Scan the following material for the string "that" and copy each line in which it appears.

Provided entries:
^^^^
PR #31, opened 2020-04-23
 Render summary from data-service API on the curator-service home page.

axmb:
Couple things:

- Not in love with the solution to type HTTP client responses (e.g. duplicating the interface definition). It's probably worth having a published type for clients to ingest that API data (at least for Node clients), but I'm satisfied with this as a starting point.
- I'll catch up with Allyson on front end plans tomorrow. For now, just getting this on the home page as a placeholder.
^^^^
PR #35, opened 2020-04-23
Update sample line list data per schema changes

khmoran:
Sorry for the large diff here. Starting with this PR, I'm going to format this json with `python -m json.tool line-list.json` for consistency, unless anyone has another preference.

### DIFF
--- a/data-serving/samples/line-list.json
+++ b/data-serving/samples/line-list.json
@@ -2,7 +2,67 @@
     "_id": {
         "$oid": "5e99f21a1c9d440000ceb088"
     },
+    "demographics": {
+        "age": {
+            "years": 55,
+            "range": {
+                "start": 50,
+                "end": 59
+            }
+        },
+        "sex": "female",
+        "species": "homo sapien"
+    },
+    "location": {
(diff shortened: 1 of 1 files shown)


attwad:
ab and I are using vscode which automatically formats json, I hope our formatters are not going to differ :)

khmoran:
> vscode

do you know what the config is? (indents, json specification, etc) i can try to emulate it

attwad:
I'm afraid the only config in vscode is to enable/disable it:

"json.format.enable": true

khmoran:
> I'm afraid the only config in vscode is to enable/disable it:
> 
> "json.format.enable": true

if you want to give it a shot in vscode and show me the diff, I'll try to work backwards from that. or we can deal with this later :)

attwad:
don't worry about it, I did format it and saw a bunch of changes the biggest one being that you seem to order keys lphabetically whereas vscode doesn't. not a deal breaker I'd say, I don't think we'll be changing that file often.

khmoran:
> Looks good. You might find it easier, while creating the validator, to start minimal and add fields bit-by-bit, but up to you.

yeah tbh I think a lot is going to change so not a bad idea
^^^^
Response area:
- Not in love with the solution to type HTTP client responses (e.g. duplicating the interface definition). It's probably worth having a published type for clients to ingest that API data (at least for Node clients), but I'm satisfied with this as a starting point.
if you want to give it a shot in vscode and show me the diff, I'll try to work backwards from that. or we can deal with this later :)
don't worry about it, I did format it and saw a bunch of changes the biggest one being that you seem to order keys lphabetically whereas vscode doesn't. not a deal breaker I'd say, I don't think we'll be changing that file often.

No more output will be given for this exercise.